> **Problem requirements**:
Lines from the line with "some experimentation, I" to the line with "sure what the" in the entries below, and only those, must be output exactly, with both ends included.
Segment Open
PR #867, opened 2016-08-18
Cap benefits from deductions at a percent of deductible expenses 

MattHJensen:
This is still work in progress as I am generating results to compare against TPC's estimate from their [analysis](http://www.taxpolicycenter.org/publications/analysis-hillary-clintons-tax-proposals) of Clinton's tax plan. 

In the meantime, I'll welcome anyone's feedback on the implementation.


MattHJensen:
28% cap, exempting charitable contributions, in 2020:

This PR: $7.8 B
TPC: $38 B

I think the reason for the difference is that TPC includes many exclusions in the cap.

Here is their description:

> The 28 percent limit would apply to: all itemized deductions (except for charitable contributions), tax-exempt state and local bond interest, employer-sponsored health insurance paid for by employers or with before-tax employee dollars, health insurance costs of self-employed individuals, employee contributions to defined contribution retirement plans and IRAs, the deduction for income attributable to domestic production activities, certain trade or business deductions of employees, moving expenses, contributions to health savings accounts and Archer MSAs, and interest on education loans.

Here is the only [news article](http://bigstory.ap.org/article/34af7a6fce404c0089290d4cd3cfb7fc/clinton-propose-350-billion-college-affordability-plan) I can find that doesn't just reference the TPC study

> The cost of Clinton's plan would be offset by capping itemized tax deductions for wealthy families at 28 percent, like those taken by high-income taxpayers for charitable contributions and mortgage interest. That proposal, which has long been included in President Barack Obama's annual budget, would raise more than $600 billion in the next decade, according to the Treasury Department.

The Treasury Department [Green Book](https://www.treasury.gov/resource-center/tax-policy/Documents/General-Explanations-FY2017.pdf) (153-154) contains a proposal that is more similar to what TPC analyzed than what the journalist described:

> The income exclusions and deductions limited by this provision would include any tax-exempt
State and local bond interest, employer-sponsored health insurance paid for by employers or with
before-tax employee dollars, health insurance costs of self-employed individuals, employee
contributions to defined contribution retirement plans and IRAs, the deduction for income
attributable to domestic production activities, certain trade or business deductions of employees,
moving expenses, contributions to health savings accounts and Archer MSAs, and interest on
education loans. 

It looks like I need to go back and add some more options to be included under the cap in this PR. 

I plan to also make more options available for the ID_BenefitSurtax, and I will try to do so without breaking existing functionality.

MattHJensen:
This isn't working right yet. When I add charitable contributions back to the cap, the score goes down.

MattHJensen:
From the CBO Budget Options, Option 53, page 33:

image

MattHJensen:
I'd appreciate feedback on this PR now. 

In 2020, a 28% cap on all itemized deductions raises $5.3 billion. Interestingly, if we _exclude_ state and local taxes from the cap, it raises $9.04 billion. More on this below.

The best comparison is CBO, since they analyze this provision alone. (see https://github.com/open-source-economics/Tax-Calculator/pull/867#issuecomment-241563423). They get $15B in 2020. 

As an interesting side note, this relationship is reversed when we compare TC and CBO for limiting the value of itemized deductions to 6% of adjusted gross income, which I model with an itemized deduction benefit surtax with a 6% credit rate and 100% rate. For this analysis, TC gets $27 billion in 2020 and CBO gets only $7 billion. 

Now let's return to the odd behavior where we exclude an itemized deduction from the cap to find that the revenue raised from the cap goes up. After some experimentation, I have identified at least two reasons for this: 

First, some taxpayers have fully reduced their tax liability through itemized deductions. When we add more itemized deductions to the cap, the deductible expenses go up (meaning a higher cap) but the value of the benefit remains unchanged (meaning fewer excess benefits.)

Second, some taxpayers are in the itemized deduction phaseout range, and again, adding more itemized deductions to the cap means that the cap increases faster than the benefit. When I only apply the cap to taxpayers with positive `_combined` and set the itemized deduction maximum phaseout to zero (`_ID_crt`), then adding itemized deductions to the cap uniformly increases revenue. 

Given all of the odd behavior with this feature, I would greatly appreciate others' review, feedback, and suggestions. 

cc @martinholmer, @feenberg, @gofroggyrun, @andersonfrailey

martinholmer:
@MattHJensen, I'm not in the office on Friday morning, but will look at PR#867 this afternoon.

feenberg:
On Fri, 23 Sep 2016, Matt Jensen wrote:

> 
> I'd appreciate feedback on this PR now.
> 
> In 2020, a 28% cap on all itemized deductions raises $5.3 billion. Interestingly, if
> we exclude state and local taxes from the cap, it raises $9.04 billion. More on this
> below.

I don't see way to specify a cap on the taxbrain web page. Also, I am not 
sure what the cap is. 28% of what? Or do you mean that each dollar of 
itemized deductions reduces tax by no more than 28 cents? I don't see a 
straightforward way of doing that calculation, so I would want to know how 
it was being done before commenting.


> 
> The best comparison is CBO, since they analyze this provision alone. (see #867
> (comment)). They get $15B in 2020.
> 
> As an interesting side note, this relationship is reversed when we compare TC and CBO
> for limiting the value of itemized deductions to 6% of adjusted gross income, which I
> model with an itemized deduction benefit surtax with a 6% credit rate and 100% rate.
> For this analysis, TC gets $27 billion in 2020 and CBO gets only $7 billion.
>

The first place I would look would be at the treatment of AMT. Is this 
stacked before or after the AMT? The child credit is also a stacking 
issue.

Also, I do not understand why the default surtax rate is shown as 1.0 (and 
the credit also as 1.0) in the "Surtax on Itemized Deduction Beefit" 
section. Surely the surtax rate should be .0. How is the benefit 
calculated?

> Now let's return to the odd behavior where we exclude an itemized deduction from the
> cap to find that the revenue raised from the cap goes up. After some experimentation,
> I have identified at least two reasons for this:
> 
> First, some taxpayers have fully reduced their tax liability through itemized
> deductions. When we add more itemized deductions to the cap, the deductible expenses
> go up (meaning a higher cap) but the value of the benefit remains unchanged (meaning
> fewer excess benefits.)
>

I can't comment on this till I know what the definition of the cap is.

martinholmer:
@MattHJensen,  I think the questions raised by Dan @feenberg are all relevant.  Also, I would like to see the reform dictionary that you use to simulate such a reform.  Dan's question about where in the sequence of the tax-calculating logic this reform comes in is particularly relevant.  Here is some relevant code you've added:
```
        # Calculate cap value for itemized deductions
        capped_benefit = deductible_expenses * calc.policy.ID_BenefitCap_rt
        # Add the difference between the actual benefit and capped benefit
        # to income tax and combined tax liabilities.
        excess_benefit = np.maximum(benefit - capped_benefit, 0)
        calc.records._iitax += excess_benefit
        calc.records._surtax += excess_benefit
        calc.records._combined += excess_benefit
```
The first statement goes right to one of Dan's questions: "28% of what?"
This statement (so it seems to me) says allowed itemized deductions are only 28% of total itemized deductions under current law.  Is that the way these reform proposals work?

Another issue is that any constraint on allowed itemized deductions in your formulation of the logic does **not** feed back into AMT calculations.  Is that really how these reform proposals are specified?  Or do you need to do this constraining of allowed itemized deductions earlier in the tax-calculating logic sequence.  Why not just apply the 28% limitation in the ItemDed function?

@Amy-Xu @GoFroggyRun @andersonfrailey

martinholmer:
The reform being analyzed in pull request #867 is described by [CBO (Option 53 on page 33)](https://www.cbo.gov/sites/default/files/cbofiles/attachments/49638-BudgetOptions.pdf) as:
```
Limit the tax benefits of itemized deductions to 28 percent of their total value.
```
**A limitation rate of 28% is identical to a hair-cut of 0.72.**

If this statement is correct, then a couple of things logically follow:
(1) pull request #867 is unneeded and should be closed without merging into master; and
(2) the reform CBO simulates should be added to `reforms.json` for comparison.

Am I missing something here?  If not, Tax-Calculator can already simulate these kind of itemized-deduction limitation reforms, and do it in a way that correctly simulates the AMT interactions.

MattHJensen:
@martinholmer and @feenberg, let me explain what I am trying to accomplish:

1) Calculate how much a set of itemized deductions reduce each taxpayers `_iitax` liability using 'ComputeBenefit()'
- The way that 'ComputeBenefit()' works is that we calculate '_iitax' for two seperate calculators. One calculate has the haircut parameters set to 1 for the set of itemized deductions, thereby zeroing out the deductible expenses;  the other calculator has the haircut parameters set to 0 as they are under current law. We call the difference in `_iitax` between these two calculators the "benefit" from that set of itemized deductions. 
- This approach was recommended by @feenberg for use in our itemized deduction surtax function that allows us to limit the value of itemized deductions to x% of AGI. 
- The approach should properly account for all interactions with AMT, standard deduction, and every other provision of the individual income tax code in our model when calculating the value that a taxpayer gets from an itemized deduction. 
- Note that in the snippet below, 'ID_switch' defines which itemized deductions will be included under the cap. 
```
def ComputeBenefit(calc, ID_switch):
    """
    Calculates the value of the benefits accrued from itemizing.
    """
    # compute income tax liability with no itemized deductions allowed for
    # the types of itemized deductions covered under the BenefitSurtax
    no_ID_calc = copy.deepcopy(calc)
    if ID_switch[0]:
        no_ID_calc.policy.ID_Medical_HC = 1.
    if ID_switch[1]:
        no_ID_calc.policy.ID_StateLocalTax_HC = 1.
    if ID_switch[2]:
        no_ID_calc.policy.ID_RealEstate_HC = 1.
    if ID_switch[3]:
        no_ID_calc.policy.ID_Casualty_HC = 1.
    if ID_switch[4]:
        no_ID_calc.policy.ID_Miscellaneous_HC = 1.
    if ID_switch[5]:
        no_ID_calc.policy.ID_InterestPaid_HC = 1.
    if ID_switch[6]:
        no_ID_calc.policy.ID_Charity_HC = 1.
    no_ID_calc.calc_one_year()
    # compute surtax amount and add to income and combined taxes
    # pylint: disable=protected-access
    benefit = np.where(
        no_ID_calc.records._iitax - calc.records._iitax > 0.,
        no_ID_calc.records._iitax - calc.records._iitax, 0.)
    return benefit
```
2) Calculate total deductible expenses for the subset of itemized deductions under the cap. 
- I do this by adding up the relevant c variables for each deduction that we calculate earlier in the calculator. 
```
        deductible_expenses = 0.
        if calc.policy.ID_BenefitCap_Switch[0]:  # Medical
            deductible_expenses += calc.records.c17000
        if calc.policy.ID_BenefitCap_Switch[1]:  # StateLocal
            deductible_expenses += ((1. - calc.policy.ID_StateLocalTax_HC) *
                                    np.maximum(calc.records.e18400, 0.))
        if calc.policy.ID_BenefitCap_Switch[2]:
            deductible_expenses += ((1. - calc.policy.ID_RealEstate_HC) *
                                    calc.records.e18500)
        if calc.policy.ID_BenefitCap_Switch[3]:  # Casualty
            deductible_expenses += calc.records.c20500
        if calc.policy.ID_BenefitCap_Switch[4]:  # Miscellaneous
            deductible_expenses += calc.records.c20800
        if calc.policy.ID_BenefitCap_Switch[5]:   # Mortgage and interest paid
            deductible_expenses += calc.records.c19200
        if calc.policy.ID_BenefitCap_Switch[6]:  # Charity
            deductible_expenses += calc.records.c19700
```
3) Define the `capped_benefit` as "X% of the `deductible_expenses`. 
- In this sentence describing the reform, "Limit the tax benefits of itemized deductions to 28 percent of their total value," I interpret "total value" to refer to the total amount of of deductible expenses. 

4) Calculate the 'excess_benefit' as difference between the amount of benefit that the taxpayer actually received from the itemized deductions from step 1, and the `capped_benefit` from step 3, not allowing `excess_benefit` to be negative. 
```
 excess_benefit = np.maximum(benefit - capped_benefit, 0)
```
5) Add excess_benefit to our various tax variables.
```
        calc.records._iitax += excess_benefit
        calc.records._surtax += excess_benefit
        calc.records._combined += excess_benefit
```

@martinholmer, based on the method in step 1, I believe this approach does properly take into account interactions with AMT. Also, these reforms are designed to make it so that taxpayers in high tax brackets do not get more value from itemized deductions than taxpayers in lower tax brackets. Therefore, I do not believe that modeling a limitation rate of 28% as a haircut of 0.72 is correct. That would reduce itemized deductions for taxpayers in every tax bracket. It would also not take into account differences in the value that taxpayers can actually derive from itemized deductions.

MattHJensen:
@feenberg and @martinholmer, here's a summary: 

Goal: Cap the value to the taxpayer of itemized deductions at X% of total deductible expenses. 

Method for calculating "value to the taxpayer": Run one calculator all the way through with itemized deductions turned off via haircuts. Run another calculator all the way through with itemized deductions unchanged. Compare the difference in individual income tax liability. 

Comments: 

- I believe this takes into account all interactions with AMT, standard deduction, and other provisions of the code. 
- This is not available on TaxBrain yet because we are just working on it.

martinholmer:
@MattHJensen said:
> @martinholmer, based on the method in step 1, I believe this approach does properly take into account interactions with AMT. Also, these reforms are designed to make it so that taxpayers in high tax brackets do not get more value from itemized deductions than taxpayers in lower tax brackets. **Therefore, I do not believe that modeling a limitation rate of 28% as a haircut of 0.72 is correct. That would reduce itemized deductions for taxpayers in every tax bracket.** It would also not take into account differences in the value that taxpayers can actually derive from itemized deductions.

But, as far as I can see, the code in pull request #867 applies the 28% limitation to **all** taxpayers.  Am I wrong?  If so, where is the code that applies the 28% limitation to only those with high incomes?

So, I continue to think #867 is completely unnecessary to simulate the current 28% limitation reform proposals.  Is the following description from 2013 incorrect?
```
Previously published estimates from Citizens for Tax Justice of this proposal
assumed that it would only affect taxpayers with adjusted gross income (AGI)
above $250,000 for married couples and above $200,000 for singles.  Such 
an income threshold was included in the version of the proposal that appeared
in the President’s jobs bill in 2011, the only actual legislative language for
the proposal. However, documents recently released by the administration
make clear that there is no longer such an income threshold. 
```
Above quote is from [this 2013 document](http://ctj.org/pdf/28percentlimit.pdf).

MattHJensen:
@martinholmer, the 28% limitation, as I have intended to model it, would *primarily* apply to individuals in the 33%, 35%, and 39.6% brackets -- in particular, it would apply when the effective tax rate on deductible expenses is greater than 28%. It might affect a few taxpayers who have effective rates on itemized deductions that are higher than their statutory marginal rate. 

As the snippet from CTJ indicates, if we want to allow users to limit who is affected, we could also add an AGI threshold, but I figure we can ignore that for not. 

TPC has the same interpretation of the provision as what I have described above ([page 12](http://www.taxpolicycenter.org/sites/default/files/alfresco/publication-pdfs/2000638-an-analysis-of-hillary-clintons-tax-proposals.pdf)): 

> The 28 percent limit on the value of certain deductions and exclusions would be another form of minimum tax on selected tax preferences. Specifically, higher-income filers would need to compute their income tax liability with and without various excluded forms of income—including the value of employer contributions to health insurance, contributions to retirement plans, and tax-exempt bond interest—plus itemized deductions other than charitable contributions and certain other deductions added to taxable income. If the difference is greater than 28 percent of the value of those items, they would add the difference to tax liability. 

Similarly, this WSJ [says this](http://www.wsj.com/articles/SB10001424127887323916304578402952175617808) about the proposal:

> For example, $100,000 in deductions would be worth up to $39,600 for a very high-income household now, because the top tax rate is 39.6%; the proposal would limit that tax break to $28,000.

I don't think we can model such a new "minimum tax on selected preferences" with existing code (although it does share some characteristics with the surtax on itemized deduction benefits); in particular, it isn't equivalent to cutting 28% off the top of all deductible expenses.

martinholmer:
@MattHJensen said:
> TPC has the same interpretation of the provision as what I have described above (page 12):
>
>> The 28 percent limit on the value of certain deductions and exclusions would be another form of minimum tax on selected tax preferences. Specifically, higher-income filers would need to compute their income tax liability with and without various excluded forms of income—including the value of employer contributions to health insurance, contributions to retirement plans, and tax-exempt bond interest—plus itemized deductions other than charitable contributions and certain other deductions added to taxable income. If the difference is greater than 28 percent of the value of those items, they would add the difference to tax liability.

OK, when it is explained that way, what you are doing makes more sense.

So, we're back to the question of why you can't get a revenue estimate similar to what they get.  Is that because you're not subjecting the income exclusions to the 28% limitation?  In the quote from the TPC above, it seem clear that they are computing "benefits" to be limited as itemized-deduction benefits and excluded-income benefits.  But pull request #867 seems to limit only itemized deduction expenses.  Is that true?  Or have I missed something else?

Also, now that I've read what several other organizations say about this kind of reform proposal, I think your new `BenefitCap` function would be better named `BenefitLimitation`.  To me, cap implies a dollar limit.

@feenberg @Amy-Xu @GoFroggyRun @andersonfrailey

martinholmer:
@MattHJensen, I doubt my observation in this comment on pull request #867 has anything to do with your questions about the size of the revenue effect of a 28% limitation reform, but they seem important enough to make.

Aren't there some missing haircut parameters in the following code?
```
    if calc.policy.ID_BenefitCap_rt != 1.:
        benefit = ComputeBenefit(calc, calc.policy.ID_BenefitCap_Switch)
    # Calculate total deductible expenses under the cap.
        deductible_expenses = 0.
        if calc.policy.ID_BenefitCap_Switch[0]:  # Medical
            deductible_expenses += calc.records.c17000
        if calc.policy.ID_BenefitCap_Switch[1]:  # StateLocal
            deductible_expenses += ((1. - calc.policy.ID_StateLocalTax_HC) *
                                    np.maximum(calc.records.e18400, 0.))
        if calc.policy.ID_BenefitCap_Switch[2]:
            deductible_expenses += ((1. - calc.policy.ID_RealEstate_HC) *
                                    calc.records.e18500)
        if calc.policy.ID_BenefitCap_Switch[3]:  # Casualty
            deductible_expenses += calc.records.c20500
        if calc.policy.ID_BenefitCap_Switch[4]:  # Miscellaneous
            deductible_expenses += calc.records.c20800
        if calc.policy.ID_BenefitCap_Switch[5]:   # Mortgage and interest paid
            deductible_expenses += calc.records.c19200
        if calc.policy.ID_BenefitCap_Switch[6]:  # Charity
            deductible_expenses += calc.records.c19700
        # Calculate cap value for itemized deductions
        capped_benefit = deductible_expenses * calc.policy.ID_BenefitCap_rt
        # Add the difference between the actual benefit and capped benefit
        # to income tax and combined tax liabilities.
        excess_benefit = np.maximum(benefit - capped_benefit, 0)
        calc.records._iitax += excess_benefit
        calc.records._surtax += excess_benefit
        calc.records._combined += excess_benefit
```
Only two of the seven haircut parameters are used; why not all seven?  That would be the correct way to simulate the unlikely case in which some haircut reform provisions were included in the same reform as a 28% limitation provision.

martinholmer:
@MattHJensen,  When computing `deductible_expenses` in the new `BenefitCap` function, shouldn't the itemized-deduction phase-out calculations be taken into account?

MattHJensen:
@martinholmer said:

> So, we're back to the question of why you can't get a revenue estimate similar to what they get. Is that because you're not subjecting the income exclusions to the 28% limitation? In the quote from the TPC above, it seem clear that they are computing "benefits" to be limited as itemized-deduction benefits plus excluded-income benefits. But pull request #867 seems to limit only itemized deduction expenses. Is that true? 

Yes, that is true. We should not be matching TPC's estimate right now for that reason. I am planning on adding a few excluded income benefits in a follow on PR, but many of the benefits that TPC includes we don't currently model, such as the exclusion for employer provided health insurance. The ones I will add are non-taxable social security benefits and tax-exempt bond interest. 

While we shouldn't get close to TPC's number, I would expect us to be closer to CBO's. The difference w.r.t CBO is my main source of concern for this PR. 

@martinholmer said:

>  now that I've read what several other organizations say about this kind of reform proposal, I think your new BenefitCap function would be better named BenefitLimitation. To me, cap implies a dollar limit.

Yes, that is a good suggestion. I will add a commit with that change. 

@martinholmer said:

> When computing deductible_expenses in the new BenefitCap function, shouldn't the itemized-deduction phase-out calculations be taken into account?

I don't think so. The effect of the itemized deduction phaseout is captured by `ComputeBenefit()`. If the phaseout reduces the benefit a taxpayer receives from itemized deductions, that taxpayer will have a lower `excess_benefit` as a result.

feenberg:
This is the correct general approach. I have no idea if other modelers use 
it - there are shortcuts that would mostly work, but not for people who 
straddle tax brackets, or have excess credits, or move on or off the AMT. 
It wouldn't surprise me if some modelers use the shortcuts. However, I 
would not expect the shortcuts to explain nearly the deviation that Matt 
reported. such as the negative revenue. That is something beyond my 
understanding.

dan

feenberg:
On Sat, 24 Sep 2016, Martin Holmer wrote:

> 
> @MattHJensen said:
>
>       @martinholmer, based on the method in step 1, I believe this approach does
>       properly take into account interactions with AMT. Also, these reforms are
>       designed to make it so that taxpayers in high tax brackets do not get more
>       value from itemized deductions than taxpayers in lower tax brackets.
>       Therefore, I do not believe that modeling a limitation rate of 28% as a
>       haircut of 0.72 is correct. That would reduce itemized deductions for
>       taxpayers in every tax bracket. It would also not take into account
>       differences in the value that taxpayers can actually derive from itemized
>       deductions.
> 
> But, as far as I can see, the code in pull request #867 applies the 28% limitation to all
> taxpayers. Am I wrong? If so, where is the code that applies the 28% limitation to only
> those with high incomes?
>

There is a thread in the tax literature about the injustice of high 
marginal rate taxpayers getting a bigger subsidy from a deduction than low 
marginal rate taxpayers. The proposed solution is always to limit the 
benefit the the amount that a lower rate taxpayer would have received, in 
this case 28%. This might well be described in a press release as high 
income and low income, but my guess is that the actual implementation 
would be based on tax bracket, not AGI. This would probably mean using tax 
before AMT and credits to calculate the benefit. Press releases are not to 
be taken literally.

dan

martinholmer:
> @martinholmer asked:
> When computing deductible_expenses in the new BenefitCap function, shouldn't the itemized-deduction phase-out calculations be taken into account?

In response, @MattHJensen said:
> I don't think so. The effect of the itemized deduction phaseout is captured by ComputeBenefit().

I definitely agree that the `ComputeBenefit` function correctly calculates the `benefit` variable, which is income tax revenue benefit including any effects of the itemized-deduction phase out.

But what I'm asking about is whether or not the `capped_benefit` variable is correctly computed.  In your code `deductible_expenses` is the sum of component itemized-deductions **before** the phase-out of total itemized deductions is applied.

> And @MattHJensen continued:
> If the phaseout reduces the benefit a taxpayer receives from itemized deductions, that taxpayer will have a lower excess_benefit as a result.

```
capped_benefit = deductible_expenses * calc.policy.ID_BenefitCap_rt
excess_benefit = np.maximum(benefit - capped_benefit, 0)
```
Yes, in the second statement above, when `benefit` goes down, `excess_benefit` also goes down.  So, I agree with your statement above.  But there's more.  If `deductible_expenses` are too high (because the itemized-deduction phase out was not accounted for in the calculation of `deductible_expenses` in the `BenefitCap` function), then `capped_expenses` are also too high, and therefore, `excess_benefits` are too low.

Isn't that the problem you're having with the comparative revenue estimates: that Tax-Calculator estimate is lower than CBO's?  Isn't this what is worrying you:
```
In 2020, a 28% cap on all itemized deductions raises $5.3 billion [using #867 code]. ...
The best comparison is CBO, since they analyze this provision alone; they get $15B in 2020.
```

MattHJensen:
@martinholmer said:

> 
> If deductible_expenses are too high (because the itemized-deduction phase out was not accounted for in the calculation of deductible_expenses in the BenefitCap function), then capped_expenses are also too high, and therefore, excess_benefits are too low.
> 
> Isn't that the problem you're having with the comparative revenue estimates? The Tax-Calculator estimate is lower than CBO's as follows:

Thanks for the clarification, @martinholmer. I understand what you are recommending now, but I find it very difficult to interpret "Limit the value of itemized deductions to 28% of their total value" to mean "Limit the value of itemized deductions to 28% of their value after that value has already been reduced by the Pease limitation". It would be difficult, I think, to explain the latter interpretation to users; it is difficult to justify on policy grounds, and it would also require substantial surgery in `functions.py` to generate a separate Pease-capped value for each deduction (currently we apply the Pease limitation to a sum variable several itemized deductions.)

MattHJensen:
@martinholmer inspired me to read more closely how CBO is treating the Pease limitation in their 28% limitation experiment. [Here](https://www.cbo.gov/sites/default/files/cbofiles/attachments/49638-BudgetOptions.pdf) is what they say (pg 33): 

> This option considers three alternative approaches **that would replace the Pease limitation** with broader restrictions on the total amount of itemized deductions that taxpayers are allowed to take. 

This indicates to me that CBO includes Pease repeal in the baseline when they estimate the value of the 28% limitation. 

With Pease repeal in the baseline, TC calculates that a 28% limitation on itemized deductions would raise $15.4 billion in 2020. CBO estimates it would raise $15 billion in 2020. 

My recommendation is that we merge this PR as is, unless others have additional stylistic feedback. 

@martinholmer, what do you think?

martinholmer:
@MattHJensen said:
> This [quote] indicates to me that CBO includes Pease repeal in the baseline when they estimate the value of the 28% limitation.
>
> With Pease repeal in the baseline, TC calculates that a 28% limitation on itemized deductions would raise $15.4 billion in 2020.  CBO estimates it would raise $15 billion in 2020.

That's much better.  I guess this shows that one of the hardest things involved in comparing reform estimates is understanding exactly what reform is being estimated by the other organization.

MattHJensen:
Thanks a lot @martinholmer and @feenberg for your review and suggestions!

feenberg:
On Mon, 3 Oct 2016, Matt Jensen wrote:

> 
> @martinholmer said:
>
>       If deductible_expenses are too high (because the itemized-deduction phase
>       out was not accounted for in the calculation of deductible_expenses in the
>       BenefitCap function), then capped_expenses are also too high, and
>       therefore, excess_benefits are too low.
>
>       Isn't that the problem you're having with the comparative revenue
>       estimates? The Tax-Calculator estimate is lower than CBO's as follows:
> 
> Thanks for the clarification, @martinholmer. I understand what you are recommending
> now, but I find it very difficult to interpret "Limit the value of itemized deductions
> to 28% of their total value" to mean "Limit the value of itemized deductions to 28% of
> their value after that value has already been reduced by the Pease limitation". It
> would be difficult, I think, to explain the latter interpretation to users; it is
> difficult to justify on policy grounds, and it would also require substantial surgery
> in functions.py to generate a separate Pease-capped value for each deduction
> (currently we apply the Pease limitation to a sum variable several itemized
> deductions.)

What is your interpretation of what the 28% rule means? Is there a 
(possibly ambiguous) source for the idea?

dan

feenberg:
On Mon, 3 Oct 2016, Matt Jensen wrote:

> 
> @martinholmer inspired me to read more closely how CBO is treating the Pease
> limitation in their 28% limitation experiment. Here is what they say (pg 33):
>
>       This option considers three alternative approaches that would replace the
>       Pease limitation with broader restrictions on the total amount of itemized
>       deductions that taxpayers are allowed to take.
> 
> This indicates to me that CBO includes Pease repeal in the baseline when they estimate
> the value of the 28% limitation.
> 
> With Pease repeal in the baseline, TC calculates that a 28% limitation on itemized
> deductions would raise $15.4 billion in 2020. CBO estimates it would raise $15 billion
> in 2020.
>

Page 33 does imagine alternatives to Pease, not additions. The sentence:

    The first alternative would
    limit the tax benefits of itemized deductions to 28 percent
    of the deductions’ total value.

implies that it is the actual tax benefit that is limited to 28 percent of 
sum of itemized deductions. This requires calculating tax with and without 
itemized deductions, then the tax is the larger of the tax with no 
deductions less 28% of itemized deductions and the tax with all 
deductions. There is ambiguity as to the treatment of the standard 
deduction. Is the standard deduction part of this calculation? The 
benefits of itemization would seem to include only the excess over the 
standard deduction, but I don't know if that is intended.

dan

MattHJensen:
@feenberg, thanks for confirming the interpretation of the CBO report. I think we have this feature right now. 

The standard deduction is incorporated: when we calculate tax without itemized deductions, then taxpayers switch to the standard deduction. Therefore the itemized deduction benefit only captures the value that the taxpayer gets from itemizing that is in excess of what they would get from taking the standard deduction.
Segment Closed
> **Answer for the task**:
Now let's return to the odd behavior where we exclude an itemized deduction from the cap to find that the revenue raised from the cap goes up. After some experimentation, I have identified at least two reasons for this: 

First, some taxpayers have fully reduced their tax liability through itemized deductions. When we add more itemized deductions to the cap, the deductible expenses go up (meaning a higher cap) but the value of the benefit remains unchanged (meaning fewer excess benefits.)

Second, some taxpayers are in the itemized deduction phaseout range, and again, adding more itemized deductions to the cap means that the cap increases faster than the benefit. When I only apply the cap to taxpayers with positive `_combined` and set the itemized deduction maximum phaseout to zero (`_ID_crt`), then adding itemized deductions to the cap uniformly increases revenue. 

Given all of the odd behavior with this feature, I would greatly appreciate others' review, feedback, and suggestions. 

cc @martinholmer, @feenberg, @gofroggyrun, @andersonfrailey

martinholmer:
@MattHJensen, I'm not in the office on Friday morning, but will look at PR#867 this afternoon.

feenberg:
On Fri, 23 Sep 2016, Matt Jensen wrote:

> 
> I'd appreciate feedback on this PR now.
> 
> In 2020, a 28% cap on all itemized deductions raises $5.3 billion. Interestingly, if
> we exclude state and local taxes from the cap, it raises $9.04 billion. More on this
> below.

I don't see way to specify a cap on the taxbrain web page. Also, I am not 
sure what the cap is. 28% of what? Or do you mean that each dollar of 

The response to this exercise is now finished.